- Born: 1919 Milwaukee, Wisconsin
- Died: 1981 (aged 61–62) New Orleans, Louisiana
- Education: Marquette University
- Known for: Early founder of Preservation Hall

= Larry Borenstein =

New Orleans art dealer and early founder of Preservation Hall

E. Lorenz "Larry" Borenstein (1919-1981) was an American property owner, art dealer and the "Father of Preservation Hall".

He was born in Milwaukee, Wisconsin to Ashkenazi Jewish parents. At 13 years old he went to Chicago to join the World's Fair. After the fair he toured with a carnival for a while. By the age of 18, in the Summer of '37, he was peddling magazine subscriptions in Oklahoma and Texas clearing about $15,000 in 9 months. He put himself through Marquette University majoring in philosophy and working for the Milwaukee Sentinel. He was working for the American Vacation Association when he first arrived in New Orleans on the night of the attack on Pearl Harbor, December 7, 1941. His boss advised him that the war would not last more than a few months and to stick around and make some contacts. Borenstein never left.

Before he died in 1981, he owned several buildings in the French Quarter, had created the market for Pre-Columbian art in the United States by smuggling it from Mexico, and promoted little known artists into famous artists, such as Noel Rockmore as well as Sister Gertrude Morgan, who has been featured in the Smithsonian.

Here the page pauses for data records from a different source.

PR #524, opened 2022-10-18
Fix hint transformations and adds a test suite

Baccata:
The transitive hints transformation was not accurately propagating hints wherever it needed. 

Additionally, this fixes the union Dispatcher construct, by caching on the labels as opposed to the instance, which aren't stable wrt hint transformation. 

This fixes the bug that makes https://github.com/disneystreaming/smithy4s/pull/521 red

### DIFF
--- a/modules/core/src/smithy4s/schema/Alt.scala
+++ b/modules/core/src/smithy4s/schema/Alt.scala
@@ -91,9 +91,10 @@ object Alt {
       ): G[U] = {
         val precompiledAlts =
           precompile.toPolyFunction
-            .unsafeCacheBy(
+            .unsafeCacheBy[String](
               alts.map(smithy4s.Existential.wrap(_)),
-              (alt: Alt[F, U, _]) => alt.label
+              (alt: Existential[Alt[F, U, *]]) =>
+                alt.asInstanceOf[Alt[F, U, _]].label
             )
 
         encoderK.absorb[U] { u =>
--- a/modules/core/src/smithy4s/schema/Alt.scala
+++ b/modules/core/src/smithy4s/schema/Alt.scala
@@ -18,6 +18,7 @@ package smithy4s
 package schema
 
 import smithy4s.capability.EncoderK
+import scala.annotation.nowarn
 
 /**
   * Represents a member of coproduct type (sealed trait)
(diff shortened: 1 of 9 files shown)


modules/core/src/smithy4s/schema/Alt.scala
```diff
@@ -36,7 +37,14 @@ final case class Alt[F[_], U, A](
 }
 object Alt {
 
-  final case class WithValue[F[_], U, A](alt: Alt[F, U, A], value: A) {
+  @nowarn
+  final case class WithValue[F[_], U, A](
+      @deprecated(
```
Baccata, line 42: In this PR, I'm deprecating access to the `alt` val, as it requires implementors to create their own caching mechanism, which is inherently risky due to how schemas are not stable (you need to cache using labels as keys). 

A fair chunk of this PR is a consequence of this deprecation, as interpreters/compilers are amended to make use of `Alt.Dispatcher` instead, which takes care of memoization for the implementor in the correct way, and offers a more elegant way to implement encoders of unions, by hiding the ugliness.

modules/json/src/smithy4s/http/json/SchemaVisitorJCodec.scala
```diff
@@ -802,41 +810,44 @@ private[smithy4s] class SchemaVisitorJCodec(maxArity: Int)
           }
         } else in.decodeError("Expected JSON object")
 
-      private[this] val altCache =
```
daddykotex, line 805: that's nice we can get rid of all the custom caches.

awesome

modules/core/src/smithy4s/schema/Alt.scala
```diff
@@ -82,7 +91,11 @@ object Alt {
       ): G[U] = {
         val precompiledAlts =
           precompile.toPolyFunction
-            .unsafeCache(alts.map(smithy4s.Existential.wrap(_)))
+            .unsafeCacheBy[String](
+              alts.map(smithy4s.Existential.wrap(_)),
+              (alt: Existential[Alt[F, U, *]]) =>
```
kubukoz, line 96: I've been away from polymorphic code so long that I almost forgot what `*` means here...

kubukoz (approved):

lewisjkl (approved):

daddykotex (approved):

PR #526, opened 2022-10-18
Removing hint transformation in union's "total" function ...

Baccata:
... for performance reasons, as this happens on the "hot-path". 

It's fine to remove because, due to the `Dispatcher` mechanism, the alt values should not be queried, which means the hints that may be transformed should not be queried either (at that level, anyway). It's even discouraged to query it because the alt field is now deprecated.


daddykotex:
This is really hard to spot. How did you find it?

I was on the look out for these kinds of things when I reviewed the PR and it completely flew over my head.

daddykotex (approved):

Baccata:
> This is really hard to spot. How did you find it?

Just popped in my head as I was preparing to go to bed.

PR #527, opened 2022-10-19
Client httpReponseTest for output

daddykotex:
I'm uncertain about the approach I've used here. Implementing test response case for client without the server interpretor (and vice- versa for the client) is tricky.

For example in this PR, where only client tests are available. I have to grab the codecAPI to get the mediatype and set it on the response (if not provided in the test case).

On the server side it's worse because I have to craft a request out of thin air. Previsouly I had managed to do it because to have compliance tests we required both the client and server side of the protocol to be implemented. But because, we split them, it's much harder.

I still have trouble to put in writing how I struggle with this feature lol.

Anyway I'll drop what I wrote in markdown in a comment on this PR, let me know if it makes sense


daddykotex:
For a client request test, we build an `I` instance with the `params` field of the `HttpRequestTestCase`. We can call the `Alg` with this input and that'll turn it into a `Request`. The test validates properties of the `Request` via the `HttpRequestTestCase` fields:

* method
* uri
* queryParams
* headers
* body
* etc.

For a server test, we use the `HttpRequestTestCase` fields listed above to construct a `Request` that we run through the server. The server route/decode that `Request` in to a `I`. The test ensures that the produced `I` instance matches an `I` instance constructed with the `params` field of the `HttpRequestTestCase`.

Hopefully that makes some sense. In summary:

* for client => we validate that a function from `I` to `Request` behaves correctly
* for server => we validate that a function from `Request` to `I` behaves correctly

On the client, this works because we're given a way to hook the client into a fake server where we capture the incoming request, and short-circuit the rest of the process with an exception.

In pseudocode:

`Input => Request => [Server] =/> Response => Output`

`=/>` is where we short-circuit.

On the server, this works because we're given a function to turn a `Alg` (the implementation of your operations) into a server. We supply a fake `Alg` that just records the received `input: I` and short-circuit the rest of the execution with an exception.

`Request => [Server] => Input => [Alg] =/> Output => Response`

Again `=/>` is where we short-circuit.

In both case, it works because we can generate `Input` (on client) and `Request` (on server) from the HttpResquestTestCase definition.


---------------

On the response test case side, things are more complex. The HttpResponseTestCase is esssentially a way to test a function that turns a `O` instance or an `E` (error) into a protocol response. 

Unfortunately, what we have is the full stack (request => implementation => response) which makes it hard to test just the tail (response consumption (client) or response generation (server)) because we have to provide the input (to be generated from thin air).

--------

It's more of a brain dump than anything. But whenever I think about this feature I'm like oh yeah, that'll be easy, it makes sense. But when I come to implement it. I hit all sorts of road blocks (real or not, I'm not sure :P ).

Baccata:
The approach you describe (generating input out of thin-air) is exactly the one I'd have taken.

daddykotex:
In that case, this implementation for client is all right.

But for the server implementation, I need to reimplement some of the logic that already exists in the client code. Turning an input an the metadata (path, query, etc.) into a request that I can run my routes

Baccata:
@daddykotex you may be able to cheat and use IOLocal to short-circuit any incoming requests and inject dummy inputs in place of what would normally be passed to the algebra by the Smithy4s router

daddykotex:
When I reach the algebra, I ultimately don't mind about the input in that case. My problem is routing through the http layer _to get to_ the algebra. This is the code I have right now:

```
  private[compliancetests] def serverResponseTest[I, E, O, SE, SO](
      endpoint: Endpoint[Op, I, E, O, SE, SO],
      testCase: HttpResponseTestCase
  ): ComplianceTest[IO] = {
    def makeRequest(): Request[IO] = {
      ???
    }
    type R[I_, E_, O_, SE_, SO_] = IO[O_]

    ComplianceTest[IO](
      name = endpoint.id.toString + "(server|response): " + testCase.id,
      run = {
        val outputDecoder = Document.Decoder.fromSchema(endpoint.output)
        val output = outputDecoder
          .decode(testCase.params.getOrElse(Document.obj()))
          .liftTo[IO]

        output.flatMap { output =>
          val fakeImpl: smithy4s.Monadic[Alg, IO] =
            service.transform[R](
              new smithy4s.Interpreter[Op, IO] {
                def apply[I_, E_, O_, SE_, SO_](
                    op: Op[I_, E_, O_, SE_, SO_]
                ): IO[O_] = {
                  // todo error structures
                  IO.pure(output.asInstanceOf[O_])
                }
              }
            )

          getServer(fakeImpl)
            .use { server =>
              server.orNotFound
                .run(makeRequest())// my problem is here, I get a 404 if I don't supply a valid request
                .flatMap { resp =>
                  resp.body
                    .through(utf8Decode)
                    .compile
                    .foldMonoid
                    .tupleRight(resp.status)
                }
                .map { case (actualBody, status) =>
                  val bodyAssert = testCase.body
                    .map(body => assert.eql(body, actualBody))
                  val assertions =
                    bodyAssert.toList :+
                      assert.eql(status.code, testCase.code)
                  assertions.combineAll
                }
            }
        }
      }
    )
  }
```

daddykotex:
I've tried your suggestion, and after a bit of time (some of it lost to a tricky stack overflow lol), I think it's not working: https://github.com/disneystreaming/smithy4s/commit/9568f09bf3d0ceee11540774f32acdad3b855604

Because yes, I can redefine the service and its endpoint, but ultimately the service that is used to build the http4s routes is selected in user code (when implementing `getServer`) :/

Baccata:
What if you change the `getServer` signature to a more generic : 

```scala 
def getServer[SomeAlg[_[_,_,_,_,_]]](impl: smithy4s.Monadic[SomeAlg, IO])(implicit service: Service[SomeAlg, _]): Resource[IO, HttpRoutes[IO]]
```

Baccata:
@daddykotex yup, feel free to open that in a separate PR :)

Baccata (approved):

daddykotex:
I added a few test, but also support for client tests on error structure annotated with `@httpResponseTests`

daddykotex:
ahh rip: https://github.com/disneystreaming/smithy4s/actions/runs/3330248676/jobs/5508490525#step:5:73

daddykotex:
I've added the following, as a workaround: https://github.com/disneystreaming/smithy4s/pull/527/commits/79717dd7589500450025d56fa0556d48ca60b402

wdyt?

cc @plokhotnyuk @Baccata 


basically, the JCodec turns a `Timestamp(epochSecond = n, 0)` into a `timestamp: n.0` on the JVM but into a `timestamp: n` on ScalaJS

Baccata:
I'm cool with the amendment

As the "Father of Preservation Hall", in 1955 he turned his art gallery into a "rehearsal hall" for local musicians in his efforts to preserve the music. Before it took its formal shape, the space was called the New Orleans Society for the Preservation of Traditional Jazz. By 1961, his gallery had morphed into today's Preservation Hall. The Larry Borenstein Art Collection features artists from this era.